As provided in the Indenture and subject to certain limitations
therein set forth, the transfer of this Security is registrable in the Security
Register, upon surrender of this Security for transfer at the office or agency
of the Company in any place where the principal of and any premium and interest
on this Security are payable, duly endorsed by, or accompanied by a written
instrument of transfer in form satisfactory to the Company and the Security
Registrar duly executed by, the Holder hereof or his attorney duly authorized in
writing, and thereupon one or more new Securities of this series and of like
tenor, of authorized denominations and for the same aggregate principal amount,
will be issued to the designated transferee or transferees.
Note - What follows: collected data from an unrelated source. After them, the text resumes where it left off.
PR #199, opened 2018-02-20
Input component - enhancements

driesd:
### Description
* implement `new props`:
  * connectedLeft
  * connectedRight
  * autoFocus
  * min
  * max
  * format
  * precision
* use our own `Button` component for the number field spinner controls
* `validation icon` is now placed before of the `validation text`
* hide browser native `spinner controls` in Firefox

schermafdruk 2018-03-01 11 44 50

#### Screenshot after this PR
schermafdruk 2018-02-27 14 49 34

schermafdruk 2018-02-27 14 47 46

schermafdruk 2018-02-27 14 47 59

### Breaking changes
None


components/input/Input.js
```diff
@@ -73,42 +83,91 @@ export default class Input extends Component {
...
+    const { step } = this.props;
+
+    const number = this.toNumber((this.state.value || 0) + step * n);
+
+    if (number !== this.state.value) {
+      this.setState({ value: number });
+      return true;
+    }
+
+    return false;
```
InstaK: I don't think you have to return anything here? I think you should change the function name to something like `updateStep`, get rid of the if statement where you check on `number !== this.state.value` because I assume React is smart enough to not change the state if it notices that the value will be the same. So I think you can just rewrite it as follows:

```js
updateStep(n){
  const { step } = this.props;
  const number = this.toNumber((this.state.value || 0) + step * n);

  this.setState({ value: number });
}
```

InstaK:
* When I'm at the number input label, I can't type once there's 2 decimals, but I can use the numbers 6, 7, 8 and 9 on the numpad to increment the value by 0.01. This also allows me to go to 10.01 and higher even though it looks like 10 is the maximum there.

* NTH: Might be nice to be able to use alt and shift with the up and down arrows in order to increment or decrement in smaller or bigger steps. As a reference: incrementing pixels in the chrome inspector: Arrow up = +1, Shift + Arrow up = +10, Alt + Arrow up = + 0.1

components/input/Input.js
```diff
@@ -73,42 +83,91 @@ export default class Input extends Component {
...
+  toNumber(number) {
+    const { max, min, precision } = this.props;
+
+    let float = parseFloat(number);
+
+    if (isNaN(float) || !isFinite(float)) {
+      float = 0;
+    }
+
+    const q = Math.pow(10, precision === null ? 10 : precision);
```
nickwaelkens: What does `q` stand for here?

components/input/Input.js
nickwaelkens: Correct, I see no reason why to return `true` or `false` here either?
Preferably, this would also go in a functional `setState` where the `prevState` is already known in that scope.

components/input/Input.js
```diff
@@ -73,42 +83,91 @@ export default class Input extends Component {
...
+
+    let formattedNumber = this.toNumber(number);
+
+    if (precision !== null) {
+      formattedNumber = number.toFixed(precision);
+    }
+
+    formattedNumber += '';
+
+    return formattedNumber;
```
nickwaelkens: Maybe renaming this to something like `formatNumber` so it's easier to understand what it's actually doing? Also, why not be explicit when returning a string and actually `return String(formattedNumber)`?

components/input/Input.js
```diff
@@ -41,6 +48,9 @@ export default class Input extends Component {
     inverse: false,
     disabled: false,
     placeholder: '',
+    precision: null,
+    min: -9007199254740991,
+    max: 9007199254740991,
```
nickwaelkens: What the actual fuck. Do we really need these here, and why not use `Number.MAX_SAFE_INTEGER`/`Number.MIN_SAFE_INTEGER` if necessary?

components/input/Input.js
```diff
@@ -59,8 +69,8 @@ export default class Input extends Component {
   }
 
   componentWillUpdate(props, state) {
-    if (props.onChange && state.value) {
-      props.onChange(state.value);
+    if (props.input && props.input.onChange && state.value) {
+      props.input.onChange(state.value);
```
nickwaelkens: Thanks! This means we will need some kind of helper to create a `redux-form`-esque input field for situations where we don't use it so this API works everywhere. Getting there... 👏

components/input/Input.js
```diff
@@ -73,42 +83,91 @@ export default class Input extends Component {
...
+    if (isNaN(float) || !isFinite(float)) {
+      float = 0;
+    }
+
+    const q = Math.pow(10, precision === null ? 10 : precision);
+
+    float = Math.min(Math.max(float, min), max);
+    float = Math.round(float * q) / q;
+
+    return float;
```
nickwaelkens: I feel like most of these helper functions don't really belong in (this) component.

driesd:
I've made two issues to fix the remaining comments:
**Increasing/decreasing with shift key**
#216 

**Increase value by 0.01 beyond it's maximum**
#217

The Securities of this series are issuable only in registered
form without coupons in denominations of $1,000 and any integral multiple
thereof. As provided in the Indenture and subject to certain limitations therein
set forth, Securities of this series are exchangeable for a like aggregate
principal amount of Securities of this series and of like tenor of a different
authorized denomination, as requested by the Holder surrendering the same.
No service charge shall be made for any such transfer or
exchange, but the Company may require payment of a sum sufficient to cover any
tax or other governmental charge payable in connection therewith.
Prior to due presentment of this Security for transfer, the
Company, the Trustee and any agent of the Company or the Trustee may treat the
Person in whose name this Security is registered as the owner hereof for all
purposes, whether or not this Security be overdue, and neither the Company, the
Trustee nor any such agent shall be affected by notice to the contrary.
All terms used in this Security which are defined in the
Indenture shall have the meanings assigned to them in the Indenture.
THIS INDENTURE AND THE SECURITIES SHALL BE GOVERNED BY AND
CONSTRUED IN ACCORDANCE WITH THE LAW OF THE STATE OF NEW YORK.